*** Opening Material to process ***

PR #694, opened 2026-08-17
fix: make Thrift and Avro field-skip loops interruptible (DoS hardening)

jdatcmd:
An aggressive decode-path security audit (prove-don't-trust + TDD) surfaced two uninterruptible-hang DoS defects of the same class, both reachable today by an honest caller who names a hostile file. Same class as the parallel_copy FIFO hang (#686).

## D-1 (HIGH) — Thrift footer skip
`PgColumnarThriftSkip` checked stack depth but not interrupts. TC_BOOL_TRUE/TC_BOOL_FALSE/default consume zero bytes and never set r->error, so a Parquet footer with an unknown `list<bool>` of count up to 0xFFFFFFFF (or a struct of many such lists) spins billions of no-op iterations ignoring SIGINT/statement_timeout. Reachable via parquet_schema()/read_parquet(). Reproduced: ~1.8 KB footer spun uninterruptibly, killed by wrapper at 25s while a 2s statement_timeout never fired; fixed = clean cancel (57014).

## D-2 (MEDIUM) — Avro manifest skip
`av_skip` checked interrupts per block, not per element; an array<null> block runs up to AV_MAX_OBJECTS (50M) zero-byte skips uninterrupted. Reachable via read_manifest/iceberg_scan.

## Fix
Both call CHECK_FOR_INTERRUPTS on the per-value skip path (off the hot data path).

## Test decode_skip_interrupts
Functional Thrift cancel (unfixed HANG, fixed 57014) + placement-sensitive shape (check must precede the switch; reads 0 on pre-fix av_skip despite its 2 per-block checks). Removal proof verified for both. No regression: native_parquet_stack, avro_manifest, decode_interrupts, native_read_parquet, docs_style, harness_selftest on pg18_nc.

### DIFF
--- a/CHANGELOG.md
+++ b/CHANGELOG.md
@@ -22,6 +22,18 @@ which was true until that script existed.
 
 ### Fixed
 
+- The Thrift and Avro field-skip loops are now interruptible. A Parquet footer
+  whose unknown field is a `list<bool>` with a file-declared count up to
+  `0xFFFFFFFF` (or a struct holding many such lists) drove billions of zero-byte
+  skips through `PgColumnarThriftSkip`, which checked stack depth but not
+  interrupts, so the backend spun uncancellably on a sub-2 KB file reached through
+  `parquet_schema()` / `read_parquet()`. `av_skip` had the same gap on an
+  `array<null>` manifest block, where its interrupt check ran once per block
+  rather than per element. Both now call `CHECK_FOR_INTERRUPTS` on the per-value
+  skip path, so `statement_timeout` and cancel apply. This is a denial-of-service
+  hardening in the same class as the parallel_copy FIFO fix. Regression test:
+  decode_skip_interrupts (functional cancel for Thrift; per-element placement
+  shape for both).
 - `pgcolumnar.read_manifest_list` now reports a null manifest-list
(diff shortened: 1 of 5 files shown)


OffgridwithJD (approved):
Approving under cross-review. Verified on a make-clean pg18a assert build.

- `decode_skip_interrupts` passes (4/4): the Thrift skip-bomb footer is cancellable (not an uninterruptible hang), the backend survives, and both `PgColumnarThriftSkip` and `av_skip` carry the per-value/per-element `CHECK_FOR_INTERRUPTS`.
- Non-vacuous: I dropped the `CHECK_FOR_INTERRUPTS` from `PgColumnarThriftSkip`, rebuilt, and the "cancellable" arm reddened to `got [HANG] want [57014]` (query_canceled) plus the source-placement arm — so the check is genuinely what makes the skip-bomb interruptible.
- The placement is right: per skipped value in Thrift and per element in `av_skip` (before the switch, not once per block), which is the case that matters — a 50M-element `array<null>` or a nested Thrift skip is where an uncancellable loop bites. `Skip`/`av_skip` are off the hot decode path (unconsumed metadata only), so the added check is a cheap flag test with no meaningful cost, and CI suites are green.

Good DoS hardening. jd merges.

PR #695, opened 2026-08-17
perf: index delete_vector catalog reads instead of seq-scanning (O-2)

jdatcmd:
From the aggressive optimization audit. Reads of `pgcolumnar.delete_vector` passed `InvalidOid` / `indexOK=false` to `systable_beginscan`, so each **sequentially scanned the whole delete_vector catalog** filtered by scan key, despite the unique `delete_vector_pkey (storage_id, group_number)`.

`PgColumnarReadDeleteVectorList` runs **once per row group** while a scan builds its liveness cache, so on a table with deletes the cost was **O(row_groups × delete_vector_rows)**. Two more sites had the same gap (the reclaim deleted-count sum, `PgColumnarStorageHasDeleteVector`).

The sibling metadata tables (row_group, zone_map, bloom, column_chunk) already resolve their `_pkey` via `pgcolumnar_index_oid` and pass it to `systable_beginscan`; delete_vector now matches, using the exact in-file idiom.

## Why it is cost-only, not semantic
Index and seq scans run the same per-tuple visibility check in the heap fetch, so the `SnapshotDirty` caller is unaffected. Proven by the delete/reclaim/concurrency suites staying green: native_agg_deletes, iceberg_deletes, native_dml, native_reclaim, native_reclaim_reconcile, update_conc, native_vacuum_race.

## Measurement — `native_delete_vector_index`
Behavioural, size-independent, lag-free (`pg_stat_force_next_flush`): after a `sum(v)` scan of a 20-group table with a delete in every group, `pg_stat_all_tables` for `delete_vector` shows `idx_scan > 0`, `seq_scan = 0`.

**Removal proof:** reverting the index makes `seq_scan = 20` (one full-catalog scan per group — the O(G²) laid bare) and `idx_scan = 0`; both checks flip red. A correctness arm pins the delete result (`sum = 798400000`) unchanged.

### DIFF
--- a/CHANGELOG.md
+++ b/CHANGELOG.md
@@ -22,6 +22,15 @@ which was true until that script existed.
 
 ### Fixed
 
+- Reads of the `delete_vector` catalog now use its `delete_vector_pkey` index
+  instead of a sequential scan. `PgColumnarReadDeleteVectorList` (called once per
+  row group while a scan builds its liveness cache), the reclaim deleted-count
+  sum, and `PgColumnarStorageHasDeleteVector` each passed `InvalidOid` to
+  `systable_beginscan`, so every call sequentially scanned the whole
+  `delete_vector` catalog filtered by scan key. On a table with deletes the cost
+  was `O(row_groups * delete_vector_rows)`. The sibling metadata tables already
+  index their reads this way; `delete_vector` now matches. Regression test:
+  native_delete_vector_index (asserts the reads take the index, seq_scan = 0).
 - `pgcolumnar.read_manifest_list` now reports a null manifest-list
   `min_sequence_number` as SQL NULL instead of 0, matching `sequence_number`. The
   value is not used by the delete-application rules, so this is a display fix.
--- a/src/columnar_metadata.c
+++ b/src/columnar_metadata.c
@@ -509,6 +509,7 @@ PgColumnarComputeFullyDeletedGroups(uint64 storageId, TransactionId oldestXmin)
 	HeapTuple	gtuple;
 	Snapshot	snap;
 	List	   *groups = NIL;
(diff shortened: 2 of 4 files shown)


OffgridwithJD (approved):
Approving under cross-review. Verified on make-clean pg18a assert builds (index arm and a main 08d1d62 control), plus a runtime engagement probe.

Correctness. `delete_vector_pkey` is `btree(storage_id, group_number)`. The two 2-key scans key on exactly `(storage_id, group_number)` and the 1-key scan on the leading `storage_id` -- all valid, efficient index prefixes, so results are identical. `pgcolumnar_index_oid` resolves the index by name (`get_relname_relid` in the pgcolumnar schema) and the name matches the DDL, so `OidIsValid(dvIdx)` is true by construction. Suites pass: native_delete_vector_index (yours), concurrency, native_dml, phase3.

Non-vacuous (the trap I checked for: a silent seq-scan fallback if the oid didn't resolve). Same fixture and workload on both builds, 400 delete-vector-read scans, stats reset first:
- #695: `delete_vector_pkey` idx_scan = 400, delete_vector seq_scan = 0.
- main:  idx_scan = 0, delete_vector seq_scan = 400.
So the index is genuinely engaged; the reads that used to seq-scan the catalog now probe the index.

No regression, real win at scale. At this fixture's N (200 delete_vector rows) the wall time is identical (2.92s both) -- the catalog scan is dwarfed by the data scan, so no small-N penalty. The main arm's per-lookup cost scales with total delete_vector rows (seq scan); #695's stays an index probe -- so the benefit lands exactly where O-2 targets it, heavily-deleted deployments with a large delete_vector. Test is registered in run_all_versions.sh (gated, not blind) and the change carries its CHANGELOG. jd merges.

PR #610, opened 2025-04-24
NH-104999 Remove legacy sampler tests

tammy-baylis-swi:
Depends on https://github.com/solarwinds/apm-python/pull/609

Removes unit tests and fixtures that are no longer relevant after decommissioning of legacy liboboe sampler.

Additional rationale: All the `x-trace-options` response header logic, including the "piggyback", is in OboeSampler and tested in `test_oboe_sampler.py` and the integration tests. Same for calculating span attributes with our different `*_algo` functions, calculating transaction name with the pool, and tracing mode. All parent vs child sampling logic is managed and tested by upstream, with additional testing in our integration tests. There is no more c-lib extension-proxied logic like `calculate_liboboe_decision`, `otel_decision_from_liboboe`.


jerrytfleung (approved):
LGTM. Says bye to liboboe!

*** Closing Material to process ***

● What is expected:
Would you output, from the records above, exactly the run of lines that starts at the line containing "- The placement" and ends at the line containing "Behavioural, size-independent, lag-free", and only that run?

● Expected answer:
- The placement is right: per skipped value in Thrift and per element in `av_skip` (before the switch, not once per block), which is the case that matters — a 50M-element `array<null>` or a nested Thrift skip is where an uncancellable loop bites. `Skip`/`av_skip` are off the hot decode path (unconsumed metadata only), so the added check is a cheap flag test with no meaningful cost, and CI suites are green.

Good DoS hardening. jd merges.

PR #695, opened 2026-08-17
perf: index delete_vector catalog reads instead of seq-scanning (O-2)

jdatcmd:
From the aggressive optimization audit. Reads of `pgcolumnar.delete_vector` passed `InvalidOid` / `indexOK=false` to `systable_beginscan`, so each **sequentially scanned the whole delete_vector catalog** filtered by scan key, despite the unique `delete_vector_pkey (storage_id, group_number)`.

`PgColumnarReadDeleteVectorList` runs **once per row group** while a scan builds its liveness cache, so on a table with deletes the cost was **O(row_groups × delete_vector_rows)**. Two more sites had the same gap (the reclaim deleted-count sum, `PgColumnarStorageHasDeleteVector`).

The sibling metadata tables (row_group, zone_map, bloom, column_chunk) already resolve their `_pkey` via `pgcolumnar_index_oid` and pass it to `systable_beginscan`; delete_vector now matches, using the exact in-file idiom.

## Why it is cost-only, not semantic
Index and seq scans run the same per-tuple visibility check in the heap fetch, so the `SnapshotDirty` caller is unaffected. Proven by the delete/reclaim/concurrency suites staying green: native_agg_deletes, iceberg_deletes, native_dml, native_reclaim, native_reclaim_reconcile, update_conc, native_vacuum_race.

## Measurement — `native_delete_vector_index`
Behavioural, size-independent, lag-free (`pg_stat_force_next_flush`): after a `sum(v)` scan of a 20-group table with a delete in every group, `pg_stat_all_tables` for `delete_vector` shows `idx_scan > 0`, `seq_scan = 0`.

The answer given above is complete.